Evaluate the following integrals using the given substitutions.
(a) (3x^2 + 10x)dx/(x^3 + 5x^2 + 18
, substitution u = x3 + 5x2 + 18;
(b)(14x + 4)cos(7x^2 + 4x)dx,substitution u = 7x^2 + 4x.
u = x3 + 5x2 + 18
then
du = 3 x^2 dx + 10 x dx
so in fact we have
u du
integrate u^2/2 + c
so the hard part is squaring
.5 (x^3 + 5 x^2 + 18)^2 + c
(14x + 4)cos(7x^2 + 4x)dx,substitution u = 7x^2 + 4x.
u = 7 x^2 + 4 x
du = 14 x dx + 4 dx = (14x+4)dx
so we have integral of
cos u du
which is
- sin u + c
- sin (7x^2+4x) + c
To evaluate the given integrals using the given substitutions, we'll follow the steps of integration by substitution.

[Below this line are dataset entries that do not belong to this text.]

PR #17931, opened 2026-08-20
Honour the `DO_NOT_TRACK` env var

shs96c:
Rather than having multiple different mechanisms per app for handling opting out of tracking, there's a move to standardise on this env var (https://donottrack.sh/) Selenium should honour that.


AutomatedTester (approved):

cgoldberg:
nice.. I already have that set in my shell config :)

(a) ∫((3x^2 + 10x)dx)/(x^3 + 5x^2 + 18), substitution u = x^3 + 5x^2 + 18:
1. Differentiate u with respect to x to find du/dx:
du/dx = (3x^2 + 10x)
2. Rearrange the differential equation to solve for dx:
du = (3x^2 + 10x)dx
3. Substitute the value of dx with du from the above equation in the original integral:
∫(du)/(u)
4. The integral becomes ∫du/u, which is a known integral:
∫(du)/(u) = ln|u| + C
5. Substitute back the value of u:
ln|x^3 + 5x^2 + 18| + C
Therefore, the solution to the integral is ln|x^3 + 5x^2 + 18| + C.
(b) ∫((14x + 4)cos(7x^2 + 4x)dx), substitution u = 7x^2 + 4x:
1. Differentiate u with respect to x to find du/dx:
du/dx = (14x + 4)
2. Rearrange the differential equation to solve for dx:
dx = (du)/(14x + 4)
3. Substitute the value of dx with du/(14x + 4) in the original integral:
∫((14x + 4)cos(7x^2 + 4x))(du)/(14x + 4)
4. Simplify the integral:
∫(cos(u))du
5. The integral of cos(u) is sin(u):
∫(cos(u))du = sin(u) + C
6. Substitute back the value of u:
sin(7x^2 + 4x) + C
Therefore, the solution to the integral is sin(7x^2 + 4x) + C.